Pictured above is Dr. Runge with Dr. Tetyana, a Ukrainian pediatric ophthalmologist, examining the eyes of an extremely premature infant in the neonatal intensive care unit (NICU) at the Ivano-Frankivsk children’s hospital. Dr. Runge is attempting to introduce the injection of medicines into the eyes of premature babies at this hospital to help prevent blindness. “This has never been done here before. Everywhere else in the world these injections are the standard of care. The 4mm 32G TSK needles are critical for this procedure, and I would not feel safe using any other needle for this procedure.” -Dr. Runge
Above are photos from the Children’s Hospital in Ivano-Frankivsk. The first photo is Dr. Tetyana (pediatric ophthalmologist) holding the TSK STERiJECT™ needles, and the second photo is a patient with her mother.
On his third trip, he gave us insight into some of the daily activities and struggles he faced while there:
“I arrived back in the Ukraine on Sunday to find that things were quite different than when I left the end of September. Now, every day there are air raid sirens usually in the morning and we immediately go into a bomb shelter in the basement of the building next door. There we wait until we get the all-clear and are then free to go about our daily activities. On Tuesday we remained in the bunker for about two hours, and halfway through our stay the crowd of mainly young ladies started singing the Ukrainian national anthem. We all stood hand-on-heart. It was quite remarkable. After completing the anthem, they went on to sing many other Ukrainian folk songs. I guess it helped people feel less anxious and deal with the boredom. Sitting and waiting endlessly is not much fun, and the wooden plank bleachers are not very comfortable. I appreciate every day my comfortable life in Florida. When the sirens go off while we are at work at the hospital, we head to a basement bomb shelter as well… This is very unsettling and very disruptive because we end up spending a great deal of time in shelters.
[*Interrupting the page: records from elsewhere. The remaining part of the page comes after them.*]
PR #462, opened 2025-02-01
flatten string as attribute for litellm model and ollama compatibility

elsolo5000-2:
To conform to ollama chat request format, i added this change. So when we create the model with litellm we can specify content as a string


sysradium:
I took the similar approach, but maintainers decided against it in favour of checking model_id: https://github.com/huggingface/smolagents/pull/406

PR #474, opened 2025-02-02
Add quantization_config support to TransformersModel

vvmatorin:
## Add quantization_config support to TransformersModel

Hi, this PR adds support for using basic [quantization](https://huggingface.co/docs/transformers/main_classes/quantization#quantization) functionality from transformers with `TransformersModel` class.

### Motivation
Provide an easy way to load and quantize models using native features from transformers. This allows users to test models locally without needing to load their pre-quantized versions.

Another way to achieve this, would be to allow `TransformersModel` class to be initialized from models and tokenizers from transformers directly, but if we need to keep it small and consistent with other model classes in smolagents, this is probably the preferred way to do it.

### Example usage
```python
import torch

from smolagents import TransformersModel
from transformers import BitsAndBytesConfig


quantization_config = BitsAndBytesConfig(load_in_4bit=True)
model = TransformersModel(
    "Qwen/Qwen2.5-7B-Instruct",
    device_map="auto", 
    torch_dtype=torch.bfloat16, 
    max_new_tokens=4096, 
    quantization_config=quantization_config,
)
```
-----
P.S. _This is my first PR on GitHub, so, please, guide me if anything is amiss._

### DIFF
--- a/src/smolagents/models.py
+++ b/src/smolagents/models.py
@@ -33,6 +33,7 @@ from .utils import _is_package_available, encode_image_base64, make_image_url
 
 if TYPE_CHECKING:
     from transformers import StoppingCriteriaList
+    from transformers.utils.quantization_config import QuantizationConfigMixin
 
 logger = logging.getLogger(__name__)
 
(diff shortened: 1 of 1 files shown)


aymeric-roucher:
Thank you @vvmatorin !

PR #482, opened 2025-02-03
[DRAFT] allow decorator to enforce stong typing with agent friendly type error messages

steremma:
Some times agents will try calling a tool incorrectly despite the type hints. This issue is exacerbated in the following circumstances:

1. The backbone agent model is relatively weak
2. There are many tools and we have trouble remembering type hints for all of them
3. The signatures and their typing becomes complicated

Those type errors can lead to different behavior. They could lead to a straight forward runtime error like trying to add a `str` to an `int`. In this case the agent has a chance to fix the issue by reading the error message, but it still sub-optimal because that message won't reveal the root cause.

Even worse, type issues can result to running code that returns something very wrong, but then its hard for the agent to tell that something even went wrong. E.g. an error I have observed often is a tool signature expecting `List[str]` and when the agent wants to pass a single item it might pass a string instead a list with only that string in it. That won't immediately raise anything and instead treat the string as a list of characters.

As such I often find myself starting every tool definition with several assertions. This can be generalised in the tool decorator. Here is a sample implementation of that.

Im interested to know if the community faces this issue as well and whether the decorator approach seems promising.

### DIFF
--- a/src/smolagents/tools.py
+++ b/src/smolagents/tools.py
@@ -875,48 +875,85 @@ class ToolCollection:
             yield cls(tools)
 
 
-def tool(tool_function: Callable) -> Tool:
+def tool(tool_function: Callable = None, *, force_types: bool = False) -> Tool:
     """
     Converts a function into an instance of a Tool subclass.
 
     Args:
         tool_function: Your function. Should have type hints for each input and a type hint for the output.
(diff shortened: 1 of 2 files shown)


albertvillanova:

Many thanks to you and (Air-Tite Products) for your support, supplies and kind thoughts and prayers.”
Although, Dr. Runge has enjoyed helping adult patients in the general eye clinic, his passion has always been working with premature babies. “The potential for saving sight and giving the gift of lifelong vision is so much greater in babies than adults. This work is therefore the most rewarding and important thing I can ever do.” So, when the number of patients at the general clinic he was helping was greatly diminished in part related to the increased activities, he will “Now have more time to concentrate on the nursery and the babies. In the end, I will be happier with my newfound emphasis and direction. The children’s hospital remains open, business as usual, babies continue to arrive, so there is still plenty of work to do.”
His latest letter to us stated he was very excited to head back home to celebrate his wife’s birthday and spend time with his daughters and grandson. “But, I will be back [in Ukraine] to help with the babies. I also have a few more supplies to bring back to the Ukraine.” Air-Tite Products would like to thank Dr. Runge for being a great humanitarian and helping those who are most vulnerable.